Take three. The van pulls up. The door slides open. The daughter exits. The boy exits, holding the leash. As he steps away from the van the leash pulls taut, stretching back inside, but no dog follows. The boy begins to tug, heave, and pull. He leans into it and gives it everything he has. Not a budge. Long, painfully empty seconds pass. The boy grimaces and looks back at the camera.

  “Cut!”

  I peered into the van to find Marley bent over licking himself where no male was ever meant to lick. He looked up at me as if to say, Can’t you see I’m busy?

  Take four: I load Marley into the back of the van with the boy and shut the door. Before Gosse calls “Action!” he breaks for a few minutes to confer with his assistants. Finally, the scene rolls. The van pulls to the curb. The door slides open. The daughter steps out. The boy steps out, but with a bewildered look on his face. He peers directly into the camera and holds up his hand. Dangling from it is half the leash, its end jagged and wet with saliva.

  “Cut! Cut! Cut!”

  The boy explained that as he waited in the van, Marley began gnawing on the leash and wouldn’t stop. The crew and cast were staring at the severed leash in disbelief, a mix of awe and horror on their faces as though they had just witnessed some great and mysterious force of nature. I, on the other hand, was not surprised in the least. Marley had sent more leashes and ropes to their graves than I could count; he even managed to chew his way through a rubber-coated steel cable that was advertised “as used in the airline industry.” Shortly after Conor was born, Jenny came home with a new product, a doggie travel harness that allowed her to buckle Marley into a car seat belt so he couldn’t wander around the moving vehicle. In the first ninety seconds using the new device, he managed to chew through not only the heavy harness itself but the shoulder strap of our brand-new minivan.
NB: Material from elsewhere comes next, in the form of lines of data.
PR #4551, opened 2017-04-13
changed blocker mark to correct blocker bz

jistefan:
Changed bz number from 5.8 verified bug to 5.7 blocker clone which is reason tests are skipped


quarckster:
@jistefan Please use [WIP] or [WIPTEST] in title

PR #4558, opened 2017-04-17
[WIPTEST] Allow use of CFME_TESTS_KEY env var to store yaml encryption key

LandoCalrizzian:
Fix for storing the yaml encryption key in the CFME_TESTS_KEY environment variable instead of .yaml_key. 

Getting started guide states that the yaml encryption can be stored in .yaml_key OR  CFME_TESTS_KEY but the environment variable is never read and automation fails when .yaml_key doesn't exist.  This will allow either method to be used and CFME_TEST_KEY will override .yaml_key if it exists. Update affects pytest and dockerbot automation.

This is a quality of life fix and can be disregarded if you want to settle on using .yaml_key only (w/ update to docs).

### DIFF
--- a/cfme/test_framework/config.py
+++ b/cfme/test_framework/config.py
@@ -15,13 +15,16 @@ class Configuration(object):
     def __init__(self):
         self.yaycl_config = None
 
-    def configure(self, config_dir, crypt_key_file=None):
+    def configure(self, config_dir, crypt_key_file=None, crypt_key_env_var='CFME_TESTS_KEY'):
         """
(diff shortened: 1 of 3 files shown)


dajoRH:
*CFME QE Bot*

LandoCalrizzian:
Closing this PR since https://github.com/ManageIQ/integration_tests/commit/ab8516c6d9e4fca6154fcd104a3fd99273d92891 removed any reference to the ability to store the yaml encryption key in CFME_TESTS_KEY envvar

PR #4559, opened 2017-04-17
[1LP][RFR]Updated tests to conform to the Navmazing changes in service_ca…

jteehan:
…talogs

Purpose or Intent
=================

Navigation was failing on orchestration tests due to changes made to service_catalogs for NavMazing, which changed the parameters that I needed to send when initializing.  Tested locally and is working fine.

{{pytest: cfme/tests/services/test_provision_stack.py::test_provision_stack -v --use-provider azure }}


jteehan:
All the PRT tests passed, but I accidently hit the retest button.  Should still pass again, but this is ready to merge.

PR #4566, opened 2017-04-19
[1LP][RFR]Change provider type for RHV

bargulg:
Provider type naming is changing all the time, so here's the latest dict that should hopefully work with all versions for some time

### DIFF
--- a/cfme/infrastructure/provider/rhevm.py
+++ b/cfme/infrastructure/provider/rhevm.py
@@ -28,7 +28,11 @@ class RHEVMProvider(InfraProvider):
     def _form_mapping(self, create=None, **kwargs):
         provider_name = version.pick({
             version.LOWEST: 'Red Hat Enterprise Virtualization Manager',
-            '5.7.1': 'Red Hat Virtualization Manager'})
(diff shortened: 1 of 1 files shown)


mfalesni:
@bargulg Why did you put 1LP in the description?

bargulg:
@mfalesni because I've seen people put 1LP in the description for 5-line patches if they were simple enough

mfalesni:
@bargulg Really? Only people that were given the right to do the first or second level review should set the 1LP and definitely not on their own PRs. I have sent you a link in IRC.

bargulg:
Ok, I'm sorry if this patch is too complicated for you to consider it as 1-line patch, and I'm sorry for wasting your time on this.

bargulg:
Oh, I just noticed what 1LP means, sorry

bargulg:
This code review proces reminds me of gerrit review process quite a lot, except it's less automated, less clear, and we're using a tool which isn't designed for this - maybe we should migrate to gerrit to simplify this?

mfalesni:
@bargulg Nope.

mfalesni:
This looks good for merging, so merging.

PR #4569, opened 2017-04-20
[1LP][RFR]Marked test with BZ

sshveta:
{{pytest: -v --long-running --use-provider azure cfme/tests/services/test_provision_stack.py }}

### DIFF
--- a/cfme/services/myservice.py
+++ b/cfme/services/myservice.py
@@ -137,7 +137,7 @@ class ServiceRetirementView(ServiceRetirementForm):
 class ReconfigureServiceView(SetOwnershipForm):
     title = Text("#explorer_title_text")
 
-    save_button = Button('Save')
+    submit_button = Button('Submit')
 
     @property
     def is_displayed(self):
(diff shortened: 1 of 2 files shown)


cfme/services/myservice.py
```diff
@@ -250,6 +250,12 @@ def download_file(self, extension):
         view.download_choice.item_select("Download as " + extension)
         view.flash.assert_no_error()
 
+    def reconfigure_service(self):
+        view = navigate_to(self, 'Reconfigure')
+        view.submit_button.click()
+        # Request page is displayed so not asserting for view
+        view.flash.assert_no_error()
```
mshriver: **Required**
Add a TODO here to create view and assert against the redirect once Requests is modeled with widgetastic.  The flash widget here is inherited through several views.

mshriver:
@sshveta  Just add a TODO and then ping me and I'll merge.

mshriver:
56z result isn't reported yet but it passed, and skipped in 57z, 58z, upstream as intended.

PR #4573, opened 2017-04-21
[RFR] sprout: setup time sync in appliances after provisioning

izapolsk:
Purpose or Intent
=================
CFME experiences different issues when system time is incorrect.
Sprout currently doesn't fix time sync daemon after provisioning appliances. 
This PR will make sprout run setup for time sync daemon after provisioning.

### DIFF
--- a/sprout/appliances/tasks.py
+++ b/sprout/appliances/tasks.py
@@ -894,6 +894,8 @@ def appliance_power_on(self, appliance_id):
                 # VM is running now.
                 sync_appliance_hw.delay(appliance.id)
                 sync_provider_hw.delay(appliance.template.provider.id)
+                # fixes time synchronization
+                appliance.ipapp.fix_ntp_clock()
                 return
             else:
                 # IP not present yet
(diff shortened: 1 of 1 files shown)


sprout/appliances/tasks.py
```diff
@@ -907,6 +907,10 @@ def appliance_power_on(self, appliance_id):
             appliance.set_status("Powering on.")
             appliance.provider_api.start_vm(appliance.name)
             self.retry(args=(appliance_id, ), countdown=20, max_retries=40)
+
+        # fixes time synchronization
+        cfme_appliance = CFMEAppliance(appliance.provider_name, appliance.name)
```
mfalesni: Look in models.py, I bet there is an IPAppliance invocation in one of the properties. Otherwise I think it is good.

izapolsk: I missed it when I was looking through Appliance class. ty.

sprout/appliances/tasks.py
```diff
@@ -907,6 +907,9 @@ def appliance_power_on(self, appliance_id):
             appliance.set_status("Powering on.")
             appliance.provider_api.start_vm(appliance.name)
             self.retry(args=(appliance_id, ), countdown=20, max_retries=40)
+
+        # fixes time synchronization
+        appliance.ipapp.fix_ntp_clock()
```
mfalesni: last thing, put this line just after `sync_provider_hw.delay(appliance.template.provider.id)` ... this place is dead - it can never be reached.

izapolsk: hm, I thought the rest of if/elif statements should lead to this destination. fixed.

PR #4575, opened 2017-04-23
[1LP][RFR] Chargeback tests

gshefer:
{{pytest: cfme/tests/containers/test_chargeback_for_images.py cfme/tests/containers/test_chargeback_for_projects.py -v -m "not long_running_env and not long_running_provider" --use-provider cm-env1 }}

Added chargeback tests for container images and projects

Note: failures in some tests are expected (required long running CFME).


cfme/tests/containers/test_chargeback_for_images.py
```diff
@@ -0,0 +1,123 @@
...
+    }
+    ccb = cb.ComputeRate(description, fields=data, appliance=appliance)
+    ccb.create()
+    return ccb
+
+
+@pytest.fixture(scope='module')
+def provider_name():
+    # Since 'provider' fixture is a 'function' scoped, we use this
+    # fixture to yield the provider name
```
mkoura: I believe you can use ``pytest.mark.usefixtures("setup_provider_modscope")`` (instead of "setup_provider")

cfme/tests/containers/test_chargeback_for_projects.py
```diff
@@ -0,0 +1,236 @@
...
+    }
+    ccb = cb.ComputeRate(description, fields=data, appliance=appliance)
+    ccb.create()
+    return ccb
+
+
+@pytest.fixture(scope='module')
+def provider_name():
+    # Since 'provider' fixture is a 'function' scoped, we use this
+    # fixture to yield the provider name
```
mkoura: same as above

mkoura:
You might need to tweak the PRT settings as it tests nothing atm. Something like
```
{{pytest: cfme/tests/containers/test_chargeback_for_images.py cfme/tests/containers/test_chargeback_for_projects.py -v --long-running --use-provider cm-env1 }}
```

gshefer:
@mkoura OK but note that some of them are going to fail since they are used for long running environment only.

gshefer:
@mkoura I run the tests in PRT with and without the -m ...
In the running without, tests are fails but that expected because they should running in long running env, you can see run # 12412.
In the running with -m ... (currently) it passes because it's running only the tests that are not long running so I prefer to keep it as now.
Thanks!

PR #4580, opened 2017-04-24
[1LP][RFR] update manageiq-client in requirements/frozen.txt

mkoura:
Updating to v0.3.0 so better subcollection support and HTTP method selection can be used in new tests.


quarckster:
@mkoura I can't find  0.3 version in https://pypi.python.org/pypi/manageiq-client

  “Okay, everybody, let’s take a break!” Gosse called out. Turning to me, he asked—in an amazingly calm voice—“How quickly can you find a new leash?” He didn’t have to tell me how much each lost minute cost him as his union-scale actors and crew sat idle.

  “There’s a pet store a half mile from here,” I said. “I can be back in fifteen minutes.”

  “And this time get something he can’t chew through,” he said.

  I returned with a heavy chain leash that looked like something a lion trainer might use, and the filming continued, take after failed take. Each scene was worse than the one before. At one point, Danielle the teenage actress let out a desperate shriek midscene and screamed with true horror in her voice, “Oh my God! His thing is out!”

  “Cut!”

  In another scene, Marley was panting so loudly at Danielle’s feet as she spoke on the telephone to her love interest that the sound engineer flipped off his headphones in disgust and complained loudly, “I can’t hear a word she’s saying. All I hear is heavy breathing. It sounds like a porn flick.”

  “Cut!”

  So went day 1 of shooting. Marley was a disaster, unmitigated and without redemption. Part of me was defensive—Well, what did they expect for free? Benji?—and part was mortified. I self-consciously stole glances at the cast and crew and could see it plainly on their faces: Where did this animal come from, and how can we send him back? At the end of the day one of the assistants, clipboard in hand, told us the shooting lineup was still undecided for the next morning. “Don’t bother coming in tomorrow,” he said. “We’ll call if we need Marley.” And to ensure there was no confusion, he repeated: “So unless you hear from us, don’t show up. Got it?” Yeah, I got it, loud and clear. Gosse had sent his underling to do the dirty work. Marley’s fledgling acting career was over. Not that I could blame them. With the possible exception of that scene in The Ten Commandments where Charlton Heston parts the Red Sea, Marley had presented the biggest logistical nightmare in the history of cinema. He had caused who knows how many thousands of dollars in needless delays and wasted film. He had slimed countless costumes, raided the snack table, and nearly toppled a thirty-thousand-dollar camera. They were cutting their losses, writing us out. It was the old “Don’t call us, we’ll call you” routine.

  “Marley,” I said when we got home, “your big chance and you really blew it.”

  The next morning I was still fretting over our dashed dreams of stardom when the phone rang. It was the assistant, telling us to get Marley to the hotel as soon as possible. “You mean you want him back?” I asked.

  “Right away,” he said. “Bob wants him in the next scene.”

  I arrived thirty minutes later, not quite believing they had invited us back. Gosse was ebullient. He had watched the raw footage from the day before and couldn’t have been happier. “The dog was hysterical!” he gushed. “Just hilarious. Pure madcap genius!” I could feel myself standing taller, chest puffing out.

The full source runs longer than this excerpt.